Analysis of paired comparison data using Monte Carlo EM algorithms

Many paired comparison data reported in the literature are obtained in a multiple judgment setting where each judge compares all possible item pairs one at a time. Paired comparison data obtained under such a task not only allow for the identification of systematically inconsistent judges, but also provide a rich source of information about individual differences in the preference judgments. For the analysis of paired comparison data, Thurstonian models provide a flexible framework for the analysis of multiple paired comparison judgments because they allow testing a wide range of hypotheses about the judgments' mean and covariance structures. However, applications have been limited to a large extent by the computational intractability and the parameter identification problems involved in fitting and interpreting this class of models.; When the number of items to be compared gets large, the high-dimensional numerical integrations required for evaluating the response probabilities make the estimation of Thurstonian models computationally intractable. In this thesis, a Monte Carlo Expectation Maximization (MCEM) algorithm is proposed for the maximum likelihood estimation of Thurstonian paired comparison models.

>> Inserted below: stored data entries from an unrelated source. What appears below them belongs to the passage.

PR #8596, opened 2019-01-05
Respect `subdirectories` config on mix format warn

vnegrisolo:
For context: the related warning message was introduced by this PR: https://github.com/elixir-lang/elixir/pull/8323
For reference: https://hexdocs.pm/mix/master/Mix.Tasks.Format.html#module-formatting-options

There is a mix format option called `subdirectories` that should be considered to avoid unnecessary warning message as this option defines folders to be ignored.

Check this out:

```shell
$ cat .formatter.exs
[
  import_deps: [:ecto, :phoenix],
  inputs: ["*.{ex,exs}", "{config,lib,priv,test}/**/*.{ex,exs}"],
  subdirectories: ["priv/*/migrations"]
]
```

```shell
$ cat priv/repo/migrations/.formatter.exs
[
  import_deps: [:ecto_sql],
  inputs: ["*.exs"]
]
```

And here is the message that we can avoid as the config seems consistent with the documentation:

```shell
$ mix format
Both .formatter.exs and priv/repo/migrations/.formatter.exs specify the file priv/repo/migrations/.formatter.exs in their :inputs option. To resolve the conflict, the configuration in .formatter.exs will be ignored. Please change the list of :inputs in one of the formatter files so only one of them matches priv/repo/migrations/.formatter.exs
Both .formatter.exs and priv/repo/migrations/.formatter.exs specify the file priv/repo/migrations/20181105133308_create_users.exs in their :inputs option. To resolve the conflict, the configuration in .formatter.exs will be ignored. Please change the list of :inputs in one of the formatter files so only one of them matches priv/repo/migrations/20181105133308_create_users.exs
```

### DIFF
--- a/lib/mix/lib/mix/tasks/format.ex
+++ b/lib/mix/lib/mix/tasks/format.ex
@@ -358,9 +358,23 @@ defmodule Mix.Tasks.Format do
       Mix.raise("Expected :inputs or :subdirectories key in #{dot_formatter}")
     end
 
+    subdirectories =
+      formatter_opts[:subdirectories]
+      |> List.wrap()
+      |> Enum.map(&Path.join(prefix ++ [&1]))
+      |> Enum.map(&Path.wildcard(&1))
+
+    files =
+      formatter_opts[:inputs]
+      |> List.wrap()
+      |> Enum.map(&Path.join(prefix ++ [&1]))
+      |> Enum.flat_map(&Path.wildcard(&1, match_dot: true))
+      |> Enum.reject(fn file ->
+        Enum.any?(subdirectories, &String.starts_with?(file, &1))
+      end)
+
     map =
-      for input <- List.wrap(formatter_opts[:inputs]),
-          file <- Path.wildcard(Path.join(prefix ++ [input]), match_dot: true),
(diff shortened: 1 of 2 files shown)


vnegrisolo:
By the way, this is the new entry in this project's [CHANGELOG](https://github.com/elixir-lang/elixir/blob/v1.8/CHANGELOG.md) and I think that is still valid, so it may not be needed to add anything new I guess.

> [mix format] Warn when the same file may be formatted by multiple .formatter.exs

josevalim:
Hi @vnegrisolo ! That's *exactly* the case we want to warn about. Elixir only reads a single `.formatter.exs`, so if there are any conflicts, it is exactly because of child dependencies. You can fix this by removing `priv` from your inputs. Here is what Phoenix does:

https://github.com/phoenixframework/phoenix/blob/master/installer/templates/phx_single/formatter.exs

I will add it to the CHANGELOG. Good catch!

vnegrisolo:
Hi @josevalim thanks for the response. I though that the way to remove was adding a folder into the `subdirectories`. Thanks for the link, very useful!

PR #8608, opened 2019-01-08
.gitignore improvements

Virviil:
## The problem

I've found some kind of growing trend of increasing artifact files in Elixir's repositories [(for example here)](https://github.com/imeraj/Phoenix_Playground/tree/master/1.4/rumbl)  and even Hex packages [(here in repo also)](https://hex.pm/packages/asura) that are more or less used and views by the community.

While this kind of a "problem" is a result of carelessness and haste, it seems that automation can help avoiding this kind of problem.

## Solution

The solution seems to be more or less cleared: `.gitignore` file, that is generated during calling `mix new` task can be expanded.

## Possible disadvantages

It's definitely impossible to predict every possible artifact, that can appear in someone's code.
Thus, every line in ".gitignore" should be kindly discussed by the community.

## Proposal
I'm trying to start the discussion with **PR** instrument in order to concretize the problem and directly point out the place of possible code modifications. I will appreciate any comments here, with any possible additions to .gitignore, some arguments to extend it or not to do this.

I'm definitely don't insist on concrete modifications, but I believe that **.gitignore** modification can improve development experience for Elixir developers.

### DIFF
--- a/lib/mix/lib/mix/tasks/new.ex
+++ b/lib/mix/lib/mix/tasks/new.ex
@@ -273,6 +273,9 @@ defmodule Mix.Tasks.New do
   # The directory Mix will write compiled artifacts to.
   /_build/
 
+  # The directory for Elixir Language Server temporary files
+  **/.elixir_ls
+
   # If you run "mix test --cover", coverage assets end up here.
   /cover/
 


josevalim:
@Virviil editor information should not be in the project gitignore but it should be in the user local gitignore. Imagine how big Elixir's .gitignore would be if we had to include editor information from everyone who already contributed to Elixir.

However, I do understand your concern regarding artifacts.

My suggestion, in this particular case, would be to open up an issue in `elixir_ls` itself and have them suggest users from time to time how to configure their local .gitignore so `.elixir_ls` is not listed as a dependency.

Another suggestion is for `elixir_ls` to put its contents inside `_build`, as that is git ignored by default.

Virviil:
@josevalim Yep, you are seems so to be right. Probably here is not the best place to try to resolve the problem.

I'll try to create the discussion with the same prerequisite in Elixir Forum - and then, create a community guide for gitignore improvements.

PR #8613, opened 2019-01-11
Allow maps with required fields for to_date and to_time functions.

lau:
`DateTime`/`NaiveDateTime.to_date` functions do not need any information
about time to convert to a date. Just a map. The same goes for `to_time`
and date or time zone information.

This allows for instance passing in a list of mixed data: e.g. both
Date and DateTime to the same function.

The functions do the same thing already except for NaiveDateTime "artificially" requiring a NaiveDateTime struct. The other functions in the module only require a map instead of a struct. So only requiring a map with be more consistent in that respect.

It would be cool to have in 1.8. This way we can say that all of the functions just require a map and does not arbitrarily require certain structs for certain functions.

### DIFF
--- a/lib/elixir/lib/calendar/datetime.ex
+++ b/lib/elixir/lib/calendar/datetime.ex
@@ -583,6 +583,9 @@ defmodule DateTime do
   Because `Date` does not hold time nor time zone information,
   data will be lost during the conversion.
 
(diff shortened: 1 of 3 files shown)


lau:
Closed in favor of https://github.com/elixir-lang/elixir/pull/8615

PR #8615, opened 2019-01-11
Allow maps with required fields for to_date and to_time functions.

lau:
`DateTime`/`NaiveDateTime.to_date` functions do not need any information
about time to convert to a date. Just a map. The same goes for `to_time`
and date or time zone information.

This allows for instance passing in a list of mixed data: e.g. both
Date and DateTime to the same function.

The functions do the same thing already except for NaiveDateTime "artificially" requiring a NaiveDateTime struct. The other functions in the module only require a map instead of a struct. So only requiring a map with be more consistent in that respect.

It would be cool to have in 1.8. This way we can say that all of the functions just require a map and does not arbitrarily require certain structs for certain functions.

### DIFF
--- a/lib/elixir/lib/calendar/datetime.ex
+++ b/lib/elixir/lib/calendar/datetime.ex
@@ -583,6 +583,9 @@ defmodule DateTime do
   Because `Date` does not hold time nor time zone information,
   data will be lost during the conversion.
 
+  In addition to a `DateTime` any map containing the required fields can be
+  passed to this function. This includes `Date` or a `NaiveDateTime`.
+
   ## Examples
 
       iex> dt = %DateTime{year: 2000, month: 2, day: 29, zone_abbr: "CET",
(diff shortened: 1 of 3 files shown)


josevalim:
The reason why we didn’t do it using only the required fields is because we
lose an important aspect which is writing assertive code. When I call
NaiveDateTime.to_date today, I want the guarantee that we have something
that looks like a NaiveDateTime. We should always downcast, never upcast.

If we want something that works with anything that has Date fields, then we
should probably add a new function to Date. Date.to_date is redundant....
maybe Date.new/1?
-- 


*José Valim*
www.plataformatec.com.br
Skype: jv.ptec
Founder and Director of R&D

lau:
> The reason why we didn’t do it using only the required fields is because we
lose an important aspect which is writing assertive code. When I call
NaiveDateTime.to_date today, I want the guarantee that we have something
that looks like a NaiveDateTime. We should always downcast, never upcast.

That makes sense. Then for consistency maybe `DateTime.to_date` should require a time_zone field etc. even if it is ignored?

> If we want something that works with anything that has Date fields, then we
should probably add a new function to Date. Date.to_date is redundant....
maybe Date.new/1?

Yes I think it makes sense to have such a function in the Date module. So that if you have a mix of data that could be NaiveDateTime, Date or DateTime to be downcast to a Date they can all be passed there. I think of it as a `from_map` functions. But adding the functionality to `Date.new` makes sense. And the same for the other modules. At least Date.new, Time.new, NaiveDateTime.new should be simple enough.
It also makes sense to me to have the validation that the `new` functions have if people pass "home made" maps instead of the structs created in the standard lib.

josevalim:
> That makes sense. Then for consistency maybe DateTime.to_date should
require a time_zone field etc. even if it is ignored?

Definitely.
-- 


josevalim:
Closing this according to feedback. I will push a fix soon that clarifies DateTime and NaiveDateTime signatures since I consider the current behaviour a bug. :)

However, a PR that adds `from_map` to all four modules will be very welcome! I think `from_map` you mentioned is better than overloading `new`. :+1:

MCEM is shown to provide a straightforward solution to the numerical intractabilities that plagued previously the estimation of Thurstonian paired comparison models. A number of simulation studies are conducted to demonstrate the efficacy of the MCEM approach in comparison to the Gauss-Hermite quadrature method. In addition, detailed analyses of two paired comparison datasets are performed to illustrate the usefulness of the MCEM approach for the interpretation of similarity and individual difference effects in preference data.; Representations of Thurstonian models cannot be uniquely identified because of the discrete nature and the difference structure of the paired comparison data. In this thesis, the identifiability of model parameters are investigated by studying empirically equivalent Thurstonian models. Equivalence relations and their implications on interpretation are presented in detail for a number of covariance structures. Wherever possible, specific conditions are given to allow researchers to examine the identifiability of the model parameters.